++++ Given records ++++

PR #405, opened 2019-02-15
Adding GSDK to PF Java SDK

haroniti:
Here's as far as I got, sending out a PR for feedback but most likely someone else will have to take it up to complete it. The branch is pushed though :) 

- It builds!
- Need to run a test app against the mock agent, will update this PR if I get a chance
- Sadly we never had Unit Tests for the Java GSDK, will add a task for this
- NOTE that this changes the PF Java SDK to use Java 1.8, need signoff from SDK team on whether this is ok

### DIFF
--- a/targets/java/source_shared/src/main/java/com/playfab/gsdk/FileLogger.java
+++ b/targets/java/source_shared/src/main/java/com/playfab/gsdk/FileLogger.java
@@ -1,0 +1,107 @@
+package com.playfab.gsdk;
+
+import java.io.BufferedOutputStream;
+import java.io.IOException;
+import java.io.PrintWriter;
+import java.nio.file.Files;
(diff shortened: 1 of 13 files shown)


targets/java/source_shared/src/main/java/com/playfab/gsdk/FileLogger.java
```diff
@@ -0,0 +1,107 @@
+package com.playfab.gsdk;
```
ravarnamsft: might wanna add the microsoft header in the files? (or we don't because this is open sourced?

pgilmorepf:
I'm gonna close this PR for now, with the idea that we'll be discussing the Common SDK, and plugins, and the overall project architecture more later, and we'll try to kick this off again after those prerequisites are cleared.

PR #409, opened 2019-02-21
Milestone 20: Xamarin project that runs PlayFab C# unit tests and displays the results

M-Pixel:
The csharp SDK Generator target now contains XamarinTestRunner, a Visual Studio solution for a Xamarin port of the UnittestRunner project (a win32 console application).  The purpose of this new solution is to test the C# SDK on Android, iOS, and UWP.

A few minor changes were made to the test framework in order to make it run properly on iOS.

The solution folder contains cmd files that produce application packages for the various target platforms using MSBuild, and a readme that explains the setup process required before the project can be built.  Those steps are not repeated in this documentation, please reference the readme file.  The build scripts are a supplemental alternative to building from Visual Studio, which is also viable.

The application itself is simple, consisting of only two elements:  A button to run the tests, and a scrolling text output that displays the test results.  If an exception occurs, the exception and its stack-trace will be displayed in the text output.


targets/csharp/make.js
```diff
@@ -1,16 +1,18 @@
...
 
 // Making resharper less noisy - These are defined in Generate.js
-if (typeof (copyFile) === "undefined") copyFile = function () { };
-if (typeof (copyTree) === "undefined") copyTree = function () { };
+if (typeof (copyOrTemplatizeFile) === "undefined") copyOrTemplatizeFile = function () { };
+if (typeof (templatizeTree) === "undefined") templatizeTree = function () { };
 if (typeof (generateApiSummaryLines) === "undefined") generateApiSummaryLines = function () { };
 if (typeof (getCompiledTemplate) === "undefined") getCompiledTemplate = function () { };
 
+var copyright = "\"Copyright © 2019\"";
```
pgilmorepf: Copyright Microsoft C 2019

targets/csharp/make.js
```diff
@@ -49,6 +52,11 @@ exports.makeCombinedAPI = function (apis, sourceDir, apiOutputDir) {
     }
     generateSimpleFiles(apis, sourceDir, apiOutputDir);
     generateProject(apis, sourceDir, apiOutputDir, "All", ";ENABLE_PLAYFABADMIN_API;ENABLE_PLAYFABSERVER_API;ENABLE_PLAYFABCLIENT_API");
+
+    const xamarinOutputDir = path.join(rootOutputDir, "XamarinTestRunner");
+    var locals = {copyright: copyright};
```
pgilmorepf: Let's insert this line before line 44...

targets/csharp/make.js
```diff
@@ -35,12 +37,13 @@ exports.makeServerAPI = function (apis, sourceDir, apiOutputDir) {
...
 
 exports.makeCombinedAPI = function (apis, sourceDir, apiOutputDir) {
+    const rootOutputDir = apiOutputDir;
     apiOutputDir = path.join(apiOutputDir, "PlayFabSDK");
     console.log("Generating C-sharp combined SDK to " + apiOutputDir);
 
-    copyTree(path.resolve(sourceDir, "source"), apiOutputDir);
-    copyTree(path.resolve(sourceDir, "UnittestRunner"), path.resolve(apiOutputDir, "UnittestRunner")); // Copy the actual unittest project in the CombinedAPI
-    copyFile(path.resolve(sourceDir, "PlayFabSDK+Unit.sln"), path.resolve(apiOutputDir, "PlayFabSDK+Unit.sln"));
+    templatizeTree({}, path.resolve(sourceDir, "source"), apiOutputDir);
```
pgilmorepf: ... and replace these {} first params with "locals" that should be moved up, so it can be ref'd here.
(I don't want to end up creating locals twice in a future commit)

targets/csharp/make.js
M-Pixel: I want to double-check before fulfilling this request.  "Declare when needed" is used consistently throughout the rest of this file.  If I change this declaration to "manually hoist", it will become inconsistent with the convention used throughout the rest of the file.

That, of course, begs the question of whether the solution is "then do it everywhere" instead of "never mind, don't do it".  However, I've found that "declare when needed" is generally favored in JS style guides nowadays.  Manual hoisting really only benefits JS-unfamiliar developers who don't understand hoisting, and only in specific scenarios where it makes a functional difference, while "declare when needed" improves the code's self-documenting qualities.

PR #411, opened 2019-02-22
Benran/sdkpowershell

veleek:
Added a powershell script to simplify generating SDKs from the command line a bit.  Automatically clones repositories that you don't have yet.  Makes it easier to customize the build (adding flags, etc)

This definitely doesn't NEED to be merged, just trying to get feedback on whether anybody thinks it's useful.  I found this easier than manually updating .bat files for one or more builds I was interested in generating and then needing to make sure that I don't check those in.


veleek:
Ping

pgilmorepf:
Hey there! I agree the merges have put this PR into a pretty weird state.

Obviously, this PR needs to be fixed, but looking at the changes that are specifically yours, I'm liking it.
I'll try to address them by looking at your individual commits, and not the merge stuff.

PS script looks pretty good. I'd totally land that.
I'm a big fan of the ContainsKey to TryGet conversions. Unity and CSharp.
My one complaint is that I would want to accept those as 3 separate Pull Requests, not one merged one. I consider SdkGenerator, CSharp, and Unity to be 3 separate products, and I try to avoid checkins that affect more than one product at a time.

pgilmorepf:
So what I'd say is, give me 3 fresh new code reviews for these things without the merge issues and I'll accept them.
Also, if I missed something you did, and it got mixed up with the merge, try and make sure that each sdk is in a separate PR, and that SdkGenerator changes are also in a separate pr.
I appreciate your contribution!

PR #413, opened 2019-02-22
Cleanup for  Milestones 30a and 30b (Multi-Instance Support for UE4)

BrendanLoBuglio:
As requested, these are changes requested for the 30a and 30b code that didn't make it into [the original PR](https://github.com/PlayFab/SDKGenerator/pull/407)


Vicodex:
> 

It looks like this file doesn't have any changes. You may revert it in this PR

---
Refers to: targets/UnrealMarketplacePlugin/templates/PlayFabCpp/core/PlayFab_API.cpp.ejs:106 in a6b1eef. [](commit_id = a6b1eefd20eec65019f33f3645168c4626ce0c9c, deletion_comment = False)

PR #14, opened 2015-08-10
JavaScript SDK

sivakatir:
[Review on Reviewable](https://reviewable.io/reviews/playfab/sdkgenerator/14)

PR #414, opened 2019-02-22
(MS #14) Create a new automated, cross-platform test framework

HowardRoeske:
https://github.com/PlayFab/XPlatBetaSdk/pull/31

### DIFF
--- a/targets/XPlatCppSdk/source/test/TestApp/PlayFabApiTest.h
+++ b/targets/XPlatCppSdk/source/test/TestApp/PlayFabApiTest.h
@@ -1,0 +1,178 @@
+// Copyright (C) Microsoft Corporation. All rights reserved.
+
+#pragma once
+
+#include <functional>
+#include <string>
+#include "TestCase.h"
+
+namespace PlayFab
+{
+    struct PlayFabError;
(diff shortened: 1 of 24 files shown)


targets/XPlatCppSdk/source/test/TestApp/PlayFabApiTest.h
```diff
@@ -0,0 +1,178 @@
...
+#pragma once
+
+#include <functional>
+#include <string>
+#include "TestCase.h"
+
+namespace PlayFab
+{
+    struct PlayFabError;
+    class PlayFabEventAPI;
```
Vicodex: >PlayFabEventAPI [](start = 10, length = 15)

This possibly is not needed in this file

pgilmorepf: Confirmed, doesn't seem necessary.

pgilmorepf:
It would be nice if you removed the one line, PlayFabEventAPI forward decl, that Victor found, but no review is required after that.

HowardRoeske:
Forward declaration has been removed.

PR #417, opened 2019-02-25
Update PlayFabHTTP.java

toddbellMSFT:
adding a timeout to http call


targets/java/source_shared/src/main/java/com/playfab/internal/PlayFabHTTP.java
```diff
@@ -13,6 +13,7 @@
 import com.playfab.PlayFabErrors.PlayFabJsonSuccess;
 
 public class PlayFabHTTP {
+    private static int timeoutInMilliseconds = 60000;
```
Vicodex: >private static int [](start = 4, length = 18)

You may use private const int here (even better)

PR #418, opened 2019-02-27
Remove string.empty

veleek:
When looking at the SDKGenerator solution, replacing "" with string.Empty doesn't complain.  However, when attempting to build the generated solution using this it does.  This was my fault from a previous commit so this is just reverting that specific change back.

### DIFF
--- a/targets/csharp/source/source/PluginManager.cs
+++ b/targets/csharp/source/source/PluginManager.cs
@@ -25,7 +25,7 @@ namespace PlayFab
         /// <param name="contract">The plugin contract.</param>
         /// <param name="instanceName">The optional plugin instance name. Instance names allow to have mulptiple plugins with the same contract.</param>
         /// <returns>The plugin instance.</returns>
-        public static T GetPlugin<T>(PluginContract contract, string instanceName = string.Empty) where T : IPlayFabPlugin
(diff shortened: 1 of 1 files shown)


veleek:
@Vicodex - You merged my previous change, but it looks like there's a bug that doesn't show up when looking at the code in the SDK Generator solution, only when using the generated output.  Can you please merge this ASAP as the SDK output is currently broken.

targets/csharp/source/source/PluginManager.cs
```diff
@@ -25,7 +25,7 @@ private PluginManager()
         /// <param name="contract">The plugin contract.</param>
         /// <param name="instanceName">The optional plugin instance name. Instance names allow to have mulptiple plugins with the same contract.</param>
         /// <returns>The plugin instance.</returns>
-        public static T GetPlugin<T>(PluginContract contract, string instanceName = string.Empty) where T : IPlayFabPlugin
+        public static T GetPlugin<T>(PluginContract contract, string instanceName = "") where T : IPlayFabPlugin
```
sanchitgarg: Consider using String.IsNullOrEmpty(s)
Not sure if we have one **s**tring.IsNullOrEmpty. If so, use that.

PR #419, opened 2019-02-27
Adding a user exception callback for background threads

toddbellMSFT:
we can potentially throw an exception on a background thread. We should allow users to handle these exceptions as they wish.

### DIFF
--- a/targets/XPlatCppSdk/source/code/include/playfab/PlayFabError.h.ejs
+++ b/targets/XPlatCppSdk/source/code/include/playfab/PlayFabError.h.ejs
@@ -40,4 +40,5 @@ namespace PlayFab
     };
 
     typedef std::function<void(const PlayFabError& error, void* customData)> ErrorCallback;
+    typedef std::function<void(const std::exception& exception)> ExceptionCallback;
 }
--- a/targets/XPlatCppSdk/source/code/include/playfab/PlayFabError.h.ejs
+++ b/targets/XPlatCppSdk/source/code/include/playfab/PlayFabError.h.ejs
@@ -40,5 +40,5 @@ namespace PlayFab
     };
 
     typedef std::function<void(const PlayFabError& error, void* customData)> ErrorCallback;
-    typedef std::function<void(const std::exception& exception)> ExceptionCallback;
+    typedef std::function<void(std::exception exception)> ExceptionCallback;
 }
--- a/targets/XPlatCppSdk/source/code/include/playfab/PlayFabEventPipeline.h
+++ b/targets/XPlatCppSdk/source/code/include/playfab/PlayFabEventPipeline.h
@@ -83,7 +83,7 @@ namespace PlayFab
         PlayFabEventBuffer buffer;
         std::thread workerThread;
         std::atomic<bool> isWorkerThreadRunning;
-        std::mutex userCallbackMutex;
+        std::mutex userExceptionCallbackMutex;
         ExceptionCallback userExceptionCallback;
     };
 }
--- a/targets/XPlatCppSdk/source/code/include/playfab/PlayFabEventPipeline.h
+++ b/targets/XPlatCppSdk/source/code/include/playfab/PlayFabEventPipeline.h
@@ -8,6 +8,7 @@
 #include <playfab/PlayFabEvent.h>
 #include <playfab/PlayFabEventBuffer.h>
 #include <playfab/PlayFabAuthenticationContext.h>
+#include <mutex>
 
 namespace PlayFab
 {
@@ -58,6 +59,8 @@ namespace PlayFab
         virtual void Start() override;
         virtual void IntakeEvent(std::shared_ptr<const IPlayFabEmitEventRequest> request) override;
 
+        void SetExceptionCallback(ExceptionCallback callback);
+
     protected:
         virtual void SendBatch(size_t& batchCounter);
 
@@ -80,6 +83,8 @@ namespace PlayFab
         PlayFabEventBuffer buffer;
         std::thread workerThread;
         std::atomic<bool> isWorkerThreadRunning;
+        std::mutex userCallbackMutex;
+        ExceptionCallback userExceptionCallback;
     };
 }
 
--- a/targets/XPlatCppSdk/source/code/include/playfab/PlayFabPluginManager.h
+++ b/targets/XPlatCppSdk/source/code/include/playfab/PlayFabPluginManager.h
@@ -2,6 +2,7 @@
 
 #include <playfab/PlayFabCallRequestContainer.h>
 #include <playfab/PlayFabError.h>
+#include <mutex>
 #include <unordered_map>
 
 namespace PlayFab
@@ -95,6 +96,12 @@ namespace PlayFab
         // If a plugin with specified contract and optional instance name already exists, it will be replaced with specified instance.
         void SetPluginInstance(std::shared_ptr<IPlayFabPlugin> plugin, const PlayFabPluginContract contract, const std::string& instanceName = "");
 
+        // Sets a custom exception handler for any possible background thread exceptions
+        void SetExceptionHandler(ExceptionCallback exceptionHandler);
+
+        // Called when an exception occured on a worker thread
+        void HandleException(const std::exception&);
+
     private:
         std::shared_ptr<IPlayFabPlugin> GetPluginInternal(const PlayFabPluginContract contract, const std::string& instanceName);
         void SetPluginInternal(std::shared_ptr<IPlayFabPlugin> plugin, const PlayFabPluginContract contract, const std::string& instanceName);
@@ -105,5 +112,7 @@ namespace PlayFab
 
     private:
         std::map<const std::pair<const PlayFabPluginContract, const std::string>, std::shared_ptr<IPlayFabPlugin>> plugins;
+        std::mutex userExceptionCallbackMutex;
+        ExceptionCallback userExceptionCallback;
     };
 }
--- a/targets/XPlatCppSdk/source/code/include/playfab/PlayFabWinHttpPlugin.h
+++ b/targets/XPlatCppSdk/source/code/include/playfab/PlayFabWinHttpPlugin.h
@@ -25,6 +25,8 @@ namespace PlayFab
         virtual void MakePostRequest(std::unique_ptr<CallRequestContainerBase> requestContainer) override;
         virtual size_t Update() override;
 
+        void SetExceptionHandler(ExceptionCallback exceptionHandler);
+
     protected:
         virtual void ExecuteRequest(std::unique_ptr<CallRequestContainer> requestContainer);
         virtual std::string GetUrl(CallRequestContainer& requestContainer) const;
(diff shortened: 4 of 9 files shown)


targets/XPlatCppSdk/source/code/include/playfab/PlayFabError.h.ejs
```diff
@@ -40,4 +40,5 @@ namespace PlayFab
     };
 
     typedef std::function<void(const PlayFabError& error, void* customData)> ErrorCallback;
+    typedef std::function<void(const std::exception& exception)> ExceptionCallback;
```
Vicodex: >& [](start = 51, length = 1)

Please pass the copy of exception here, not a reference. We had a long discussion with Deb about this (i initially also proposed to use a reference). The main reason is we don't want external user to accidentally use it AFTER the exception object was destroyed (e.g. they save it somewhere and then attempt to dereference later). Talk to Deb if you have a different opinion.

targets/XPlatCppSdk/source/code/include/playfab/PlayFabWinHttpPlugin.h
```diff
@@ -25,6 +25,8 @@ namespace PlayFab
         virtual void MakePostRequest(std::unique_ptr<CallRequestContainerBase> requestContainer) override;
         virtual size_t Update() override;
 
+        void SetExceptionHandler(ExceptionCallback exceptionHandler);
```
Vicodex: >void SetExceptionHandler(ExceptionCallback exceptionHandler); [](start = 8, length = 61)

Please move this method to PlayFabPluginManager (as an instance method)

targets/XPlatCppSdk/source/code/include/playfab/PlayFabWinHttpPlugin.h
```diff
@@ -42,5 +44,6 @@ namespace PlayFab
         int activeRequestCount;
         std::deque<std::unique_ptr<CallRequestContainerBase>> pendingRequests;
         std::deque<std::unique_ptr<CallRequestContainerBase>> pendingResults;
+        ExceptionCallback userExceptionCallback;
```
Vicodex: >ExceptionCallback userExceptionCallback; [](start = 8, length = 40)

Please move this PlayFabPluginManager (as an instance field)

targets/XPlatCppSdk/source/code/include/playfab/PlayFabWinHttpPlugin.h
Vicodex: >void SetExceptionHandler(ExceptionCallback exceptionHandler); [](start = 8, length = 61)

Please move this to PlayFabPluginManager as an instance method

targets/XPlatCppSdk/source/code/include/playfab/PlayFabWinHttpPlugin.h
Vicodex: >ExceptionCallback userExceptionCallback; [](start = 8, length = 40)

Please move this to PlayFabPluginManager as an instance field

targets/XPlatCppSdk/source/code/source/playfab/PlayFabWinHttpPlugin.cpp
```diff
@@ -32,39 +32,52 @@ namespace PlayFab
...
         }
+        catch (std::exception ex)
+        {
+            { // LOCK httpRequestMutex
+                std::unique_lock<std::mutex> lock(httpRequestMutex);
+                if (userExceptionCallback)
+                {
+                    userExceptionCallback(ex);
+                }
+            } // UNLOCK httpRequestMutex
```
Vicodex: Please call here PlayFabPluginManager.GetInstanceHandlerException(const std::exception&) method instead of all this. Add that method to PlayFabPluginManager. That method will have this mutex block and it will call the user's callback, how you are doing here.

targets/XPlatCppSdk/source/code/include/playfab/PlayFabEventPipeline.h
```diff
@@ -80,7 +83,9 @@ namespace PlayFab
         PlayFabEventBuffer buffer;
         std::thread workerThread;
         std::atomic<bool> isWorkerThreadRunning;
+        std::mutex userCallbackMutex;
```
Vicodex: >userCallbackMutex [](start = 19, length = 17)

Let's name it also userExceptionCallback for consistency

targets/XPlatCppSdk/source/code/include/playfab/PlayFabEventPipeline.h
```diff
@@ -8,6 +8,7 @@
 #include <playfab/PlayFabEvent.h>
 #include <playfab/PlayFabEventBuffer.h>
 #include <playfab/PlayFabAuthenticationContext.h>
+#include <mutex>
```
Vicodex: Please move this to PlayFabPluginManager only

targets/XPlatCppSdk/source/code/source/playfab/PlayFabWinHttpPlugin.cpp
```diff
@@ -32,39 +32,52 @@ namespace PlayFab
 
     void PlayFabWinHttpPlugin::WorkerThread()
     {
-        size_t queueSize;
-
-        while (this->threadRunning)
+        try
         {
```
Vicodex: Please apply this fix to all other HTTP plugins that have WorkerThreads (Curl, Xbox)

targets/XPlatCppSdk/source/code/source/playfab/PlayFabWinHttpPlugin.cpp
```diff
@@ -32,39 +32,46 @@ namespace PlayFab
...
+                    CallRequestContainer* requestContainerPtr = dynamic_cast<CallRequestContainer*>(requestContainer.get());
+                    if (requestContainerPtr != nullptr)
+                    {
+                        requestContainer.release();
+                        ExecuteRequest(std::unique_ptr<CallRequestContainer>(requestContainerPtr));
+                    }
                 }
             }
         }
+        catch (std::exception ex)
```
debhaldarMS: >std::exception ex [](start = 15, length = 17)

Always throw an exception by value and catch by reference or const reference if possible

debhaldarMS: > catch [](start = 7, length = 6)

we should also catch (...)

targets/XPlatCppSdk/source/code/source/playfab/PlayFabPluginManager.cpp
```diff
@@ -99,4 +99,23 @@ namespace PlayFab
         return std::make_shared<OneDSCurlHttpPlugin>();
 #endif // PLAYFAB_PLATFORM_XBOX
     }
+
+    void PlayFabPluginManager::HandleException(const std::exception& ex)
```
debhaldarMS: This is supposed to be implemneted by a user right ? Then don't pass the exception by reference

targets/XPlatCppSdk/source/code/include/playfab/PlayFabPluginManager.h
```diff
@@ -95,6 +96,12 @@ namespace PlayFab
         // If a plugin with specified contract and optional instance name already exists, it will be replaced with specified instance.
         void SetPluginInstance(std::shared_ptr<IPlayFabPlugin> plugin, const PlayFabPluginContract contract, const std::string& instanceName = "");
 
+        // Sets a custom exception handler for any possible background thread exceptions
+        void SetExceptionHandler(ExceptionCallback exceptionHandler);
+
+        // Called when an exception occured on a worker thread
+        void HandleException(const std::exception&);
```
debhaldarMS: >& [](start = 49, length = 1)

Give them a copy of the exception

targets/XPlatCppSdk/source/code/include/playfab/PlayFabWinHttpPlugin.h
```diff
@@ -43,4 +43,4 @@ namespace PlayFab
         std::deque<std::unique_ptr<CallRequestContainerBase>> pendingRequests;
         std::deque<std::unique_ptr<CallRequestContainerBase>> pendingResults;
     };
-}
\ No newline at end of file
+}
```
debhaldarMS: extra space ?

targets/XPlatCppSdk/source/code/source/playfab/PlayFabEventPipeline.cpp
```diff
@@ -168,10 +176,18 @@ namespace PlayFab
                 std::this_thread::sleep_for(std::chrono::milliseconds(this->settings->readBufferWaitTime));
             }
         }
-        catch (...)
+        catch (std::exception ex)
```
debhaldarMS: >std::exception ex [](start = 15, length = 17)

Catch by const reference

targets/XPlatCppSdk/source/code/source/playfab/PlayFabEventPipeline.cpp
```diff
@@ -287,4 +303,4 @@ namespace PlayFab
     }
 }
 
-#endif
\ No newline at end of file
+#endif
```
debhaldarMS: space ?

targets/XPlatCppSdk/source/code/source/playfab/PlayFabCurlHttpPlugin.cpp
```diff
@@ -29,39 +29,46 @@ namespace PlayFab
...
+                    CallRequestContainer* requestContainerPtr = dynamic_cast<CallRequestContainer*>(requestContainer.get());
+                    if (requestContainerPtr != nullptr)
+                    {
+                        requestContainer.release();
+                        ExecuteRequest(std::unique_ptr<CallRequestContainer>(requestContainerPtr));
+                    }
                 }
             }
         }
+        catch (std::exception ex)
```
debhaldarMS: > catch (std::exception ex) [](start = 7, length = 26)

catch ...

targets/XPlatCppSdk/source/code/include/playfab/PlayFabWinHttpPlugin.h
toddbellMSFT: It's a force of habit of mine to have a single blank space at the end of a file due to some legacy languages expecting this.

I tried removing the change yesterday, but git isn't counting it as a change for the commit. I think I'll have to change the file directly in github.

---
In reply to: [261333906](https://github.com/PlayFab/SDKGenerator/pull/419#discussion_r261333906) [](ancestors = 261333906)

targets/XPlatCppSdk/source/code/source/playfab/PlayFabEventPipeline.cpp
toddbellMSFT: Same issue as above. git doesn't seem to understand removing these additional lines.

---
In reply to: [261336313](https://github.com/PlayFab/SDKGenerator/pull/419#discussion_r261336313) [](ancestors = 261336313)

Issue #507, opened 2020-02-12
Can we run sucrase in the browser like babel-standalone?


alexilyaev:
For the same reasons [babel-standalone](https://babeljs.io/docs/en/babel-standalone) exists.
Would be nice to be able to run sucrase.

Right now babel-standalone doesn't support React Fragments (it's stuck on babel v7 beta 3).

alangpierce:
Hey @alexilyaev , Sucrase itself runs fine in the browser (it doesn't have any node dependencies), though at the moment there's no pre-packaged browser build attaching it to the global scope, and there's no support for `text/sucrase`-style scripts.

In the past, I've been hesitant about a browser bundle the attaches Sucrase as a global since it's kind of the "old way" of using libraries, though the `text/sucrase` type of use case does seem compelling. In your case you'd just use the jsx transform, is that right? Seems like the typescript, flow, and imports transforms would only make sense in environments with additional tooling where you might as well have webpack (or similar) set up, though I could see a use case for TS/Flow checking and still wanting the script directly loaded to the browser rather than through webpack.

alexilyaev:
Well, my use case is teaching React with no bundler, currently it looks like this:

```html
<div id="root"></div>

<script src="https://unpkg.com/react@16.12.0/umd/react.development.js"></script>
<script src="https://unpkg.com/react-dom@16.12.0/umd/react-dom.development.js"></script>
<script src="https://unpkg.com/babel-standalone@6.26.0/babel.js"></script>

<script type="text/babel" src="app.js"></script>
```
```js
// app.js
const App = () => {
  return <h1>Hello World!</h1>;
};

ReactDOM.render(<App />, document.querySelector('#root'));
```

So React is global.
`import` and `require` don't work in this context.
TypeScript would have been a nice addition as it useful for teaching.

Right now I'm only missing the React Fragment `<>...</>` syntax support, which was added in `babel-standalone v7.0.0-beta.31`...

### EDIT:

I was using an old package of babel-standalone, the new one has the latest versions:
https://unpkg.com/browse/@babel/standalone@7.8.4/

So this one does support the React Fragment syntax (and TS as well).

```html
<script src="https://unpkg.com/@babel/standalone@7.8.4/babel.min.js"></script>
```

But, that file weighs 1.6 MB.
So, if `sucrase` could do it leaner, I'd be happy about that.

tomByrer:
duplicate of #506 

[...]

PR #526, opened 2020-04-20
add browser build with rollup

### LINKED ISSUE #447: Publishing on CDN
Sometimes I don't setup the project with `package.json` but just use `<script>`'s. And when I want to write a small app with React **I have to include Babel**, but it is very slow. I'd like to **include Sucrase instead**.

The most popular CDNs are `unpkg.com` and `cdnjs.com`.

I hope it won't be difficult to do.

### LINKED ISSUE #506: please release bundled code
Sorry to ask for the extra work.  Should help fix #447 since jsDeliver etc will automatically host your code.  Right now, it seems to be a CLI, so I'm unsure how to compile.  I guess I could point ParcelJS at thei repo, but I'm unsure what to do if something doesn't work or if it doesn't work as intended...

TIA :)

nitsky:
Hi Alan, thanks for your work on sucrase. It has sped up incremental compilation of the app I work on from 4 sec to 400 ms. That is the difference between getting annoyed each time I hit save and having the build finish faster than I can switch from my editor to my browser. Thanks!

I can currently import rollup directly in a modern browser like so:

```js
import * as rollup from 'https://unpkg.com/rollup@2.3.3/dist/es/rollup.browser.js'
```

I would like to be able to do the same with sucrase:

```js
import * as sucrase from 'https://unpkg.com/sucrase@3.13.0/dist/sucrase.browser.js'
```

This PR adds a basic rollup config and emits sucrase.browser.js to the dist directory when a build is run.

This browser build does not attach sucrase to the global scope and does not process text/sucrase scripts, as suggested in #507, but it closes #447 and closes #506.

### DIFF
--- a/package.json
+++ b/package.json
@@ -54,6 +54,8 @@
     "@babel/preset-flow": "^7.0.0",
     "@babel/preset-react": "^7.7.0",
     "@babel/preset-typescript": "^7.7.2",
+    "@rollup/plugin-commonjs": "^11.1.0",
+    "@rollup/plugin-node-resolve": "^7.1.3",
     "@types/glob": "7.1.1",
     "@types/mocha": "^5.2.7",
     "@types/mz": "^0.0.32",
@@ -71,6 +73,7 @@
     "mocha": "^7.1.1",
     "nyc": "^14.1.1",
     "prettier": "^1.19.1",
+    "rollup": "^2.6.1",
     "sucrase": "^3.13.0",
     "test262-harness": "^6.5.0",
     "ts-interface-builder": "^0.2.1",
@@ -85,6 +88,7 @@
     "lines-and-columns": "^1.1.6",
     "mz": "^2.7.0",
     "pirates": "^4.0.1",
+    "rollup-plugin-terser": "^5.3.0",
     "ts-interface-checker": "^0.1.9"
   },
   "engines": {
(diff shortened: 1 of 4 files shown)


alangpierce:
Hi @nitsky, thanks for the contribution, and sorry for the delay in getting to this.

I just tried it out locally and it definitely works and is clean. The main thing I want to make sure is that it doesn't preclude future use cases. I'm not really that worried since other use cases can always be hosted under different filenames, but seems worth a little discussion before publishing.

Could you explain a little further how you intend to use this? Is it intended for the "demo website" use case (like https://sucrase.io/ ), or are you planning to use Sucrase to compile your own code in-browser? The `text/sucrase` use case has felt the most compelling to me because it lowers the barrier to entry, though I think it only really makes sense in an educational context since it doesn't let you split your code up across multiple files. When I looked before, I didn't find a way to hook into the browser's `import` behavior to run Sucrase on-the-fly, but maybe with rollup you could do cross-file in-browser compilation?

++++

### Task goal
Start at the first line of the material. Reproduce every line exactly, ending with the line that holds "A few minor".

### Answer to this exercise
PR #405, opened 2019-02-15
Adding GSDK to PF Java SDK

haroniti:
Here's as far as I got, sending out a PR for feedback but most likely someone else will have to take it up to complete it. The branch is pushed though :) 

- It builds!
- Need to run a test app against the mock agent, will update this PR if I get a chance
- Sadly we never had Unit Tests for the Java GSDK, will add a task for this
- NOTE that this changes the PF Java SDK to use Java 1.8, need signoff from SDK team on whether this is ok

### DIFF
--- a/targets/java/source_shared/src/main/java/com/playfab/gsdk/FileLogger.java
+++ b/targets/java/source_shared/src/main/java/com/playfab/gsdk/FileLogger.java
@@ -1,0 +1,107 @@
+package com.playfab.gsdk;
+
+import java.io.BufferedOutputStream;
+import java.io.IOException;
+import java.io.PrintWriter;
+import java.nio.file.Files;
(diff shortened: 1 of 13 files shown)


targets/java/source_shared/src/main/java/com/playfab/gsdk/FileLogger.java
```diff
@@ -0,0 +1,107 @@
+package com.playfab.gsdk;
```
ravarnamsft: might wanna add the microsoft header in the files? (or we don't because this is open sourced?

pgilmorepf:
I'm gonna close this PR for now, with the idea that we'll be discussing the Common SDK, and plugins, and the overall project architecture more later, and we'll try to kick this off again after those prerequisites are cleared.

PR #409, opened 2019-02-21
Milestone 20: Xamarin project that runs PlayFab C# unit tests and displays the results

M-Pixel:
The csharp SDK Generator target now contains XamarinTestRunner, a Visual Studio solution for a Xamarin port of the UnittestRunner project (a win32 console application).  The purpose of this new solution is to test the C# SDK on Android, iOS, and UWP.

A few minor changes were made to the test framework in order to make it run properly on iOS.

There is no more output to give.